Mikey's question at Yahoo! Answers regarding finding the tangent point of two functions

MarkFL

Staff member
Here is the question:

Find the point where the graphs of f(x)=x^3-2x and g(x)=0.5x^2-1.5
are tangent to each other; or have a common tangent line.

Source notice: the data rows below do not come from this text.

PR #68, opened 2020-01-10
Add new WIP releases

rossf7:
- Adds 10.1.2 for Node Pools with new cluster-operator 2.0.2-dev.
- Adds 9.1.1 for legacy with new cluster-operator 0.21.2-dev.

### DIFF
--- a/aws.yaml
+++ b/aws.yaml
@@ -12,7 +12,7 @@
       provider: aws
       version: 2.0.2-dev
   date: 2020-01-10T12:00:00Z
-  version: 10.1.1
+  version: 10.1.2
 - active: true
   authorities:
     - name: app-operator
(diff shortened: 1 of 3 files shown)


rossf7:
@kopiczko Thanks for checking on this.

aws.yaml
```diff
@@ -1,3 +1,18 @@
+- active: false
+  authorities:
+    - name: app-operator
+      version: 1.0.0
+    - name: aws-operator
+      version: 8.0.2
```
kopiczko: I think it should be 8.0.3-dev https://github.com/giantswarm/aws-operator/blob/4f75376aecaeb4392f944731883ef2ee8925cf25/pkg/project/project.go#L4

rossf7: Thanks I missed that. https://github.com/giantswarm/releases/pull/69 will fix it.

PR #906, opened 2022-01-17
Request external-dns 2.8.0 in upcoming aws and azure platform releases

ubergesundheit:
Please include external-dns 2.8.0 in upcoming AWS and Azure platform releases.

### DIFF
--- a/aws/requests.yaml
+++ b/aws/requests.yaml
@@ -9,6 +9,10 @@ releases:
       requests:
         - name: containerlinux
           version: "<= 2905.2.6"
+    - name: "> 16.3.0 > 16.1.0 > 16.0.1"
+      requests:
+        - name: external-dns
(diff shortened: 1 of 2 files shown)


aws/requests.yaml
```diff
@@ -9,6 +9,10 @@ releases:
       requests:
         - name: containerlinux
           version: "<= 2905.2.6"
+    - name: "> 16.3.0 > 16.1.0 > 16.0.1"
```
njuettner, line 12: Can we change it to 16.3.1? We have a small fix for EC2 instances which shouldn't have any other changes? Pretty please?
```suggestion
    - name: "> 16.3.1 > 16.1.0 > 16.0.1"
```

ubergesundheit: sure :)

njuettner (approved):

PR #911, opened 2022-01-28
Delete OpenStack and vSphere releases

tfussell:
As of cluster-apps-operator v1.2.0, releases are no longer used anywhere in the OpenStack platform. Removing vSphere as well as it will use the same structure as OpenStack.


pipo02mix (approved):
makes sense

rossf7 (approved):
LGTM

MarcelMue (approved):

PR #925, opened 2022-02-03
AWS v17.0.0

njuettner:
AWS v17.0.0


aws/v17.0.0/announcement.md
```diff
@@ -0,0 +1,11 @@
+**Workload cluster release v17.0.0 for AWS is available**. It provides support for Kubernetes 1.22, has Control Groups v2 enabled by default and includes the Vertical Pod autoscaler. Further details can be found in the [release notes](https://docs.giantswarm.io/changes/workload-cluster-releases-aws/releases/aws-v17.0.0/).
+
+> **_Warning:_** Kubernetes v1.22 removed certain APIs and features. More details are available in the [upstream blog post](https://kubernetes.io/blog/2021/07/14/upcoming-changes-in-kubernetes-1-22/).
+
+> **_Warning:_** `rpcbind` is disabled by default to mitigate security risks. NFS `v2` and `v3` are not supported anymore. Please double check if any of your application still use any of those versions before you upgrade.
```
whites11, line 5: rpcbind's most common use case is NFS v2 and v3 but it could have been used for other stuff in theory. Is it worth mentioning? as it is so far it seems only NFS is affected which is not true

alex-dabija: Good point! I updated it with the following wording:
```
> **_Warning:_** `rpcbind` is disabled by default to mitigate security risks. Any application which requires it will no longer work. NFS `v2` and `v3` are such applications and are no longer supported. Please, check if any you have any application which depend on `rpcbind` before you upgrade.
```

What do you think?

whites11 (approved):

PR #942, opened 2022-02-21
Bump core-dns version in requests

AverageMarcus:
Signed-off-by: Marcus Noble <github@marcusnoble.co.uk>

### DIFF
--- a/aws/requests.yaml
+++ b/aws/requests.yaml
@@ -1,4 +1,8 @@
 releases:
+    - name: "> 17.0.0"
+      requests:
+        - name: core-dns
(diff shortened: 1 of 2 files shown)


aws/requests.yaml
```diff
@@ -1,4 +1,8 @@
 releases:
+    - name: "> 17.0.0"
```
whites11, line 2: worth doing the same for > 16.1.1 as well?

AverageMarcus: If you think so. I'm not sure how previous versions are handled.

whites11 (approved):

PR #966, opened 2022-04-20
Requests: Fix indentation.

Gacko:
See https://github.com/giantswarm/fmt/blob/master/helm/formatting_guidelines.md#indentation.


kubasobon (approved):
LGTMIIWFY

I'm pretty sure I have to find the derivatives of each and set them equal to eachother. Do I then just solve for x? My answer is seems weird. Can you explain how you would go about this problem please?

Thanks.
I have posted a link there to this topic so the OP can see my work.

MarkFL

Staff member
Hello Mikey,

If the two given functions are tangent to each other, then the difference between the two functions will have a repeated root:

$$\displaystyle f(x)-g(x)=(x-a)^2(x-b)$$

$$\displaystyle x^3-\frac{1}{2}x^2-2x+\frac{3}{2}=x^3-(2a+b)x^2+\left(a^2+2ab \right)x-a^2b$$

Equating corresponding coefficients, we find:

$$\displaystyle 2a+b=\frac{1}{2}$$

$$\displaystyle a^2+2ab=-2$$

$$\displaystyle a^2b=-\frac{3}{2}$$

The third equation implies:

$$\displaystyle b=-\frac{3}{2a^2}$$

Using this, the first equation gives:

$$\displaystyle 4a^3-a^2-3=0\implies a=1,\,b=-\frac{3}{2}$$

And so the two functions are tangent to one another at $x=1$. Here is a plot: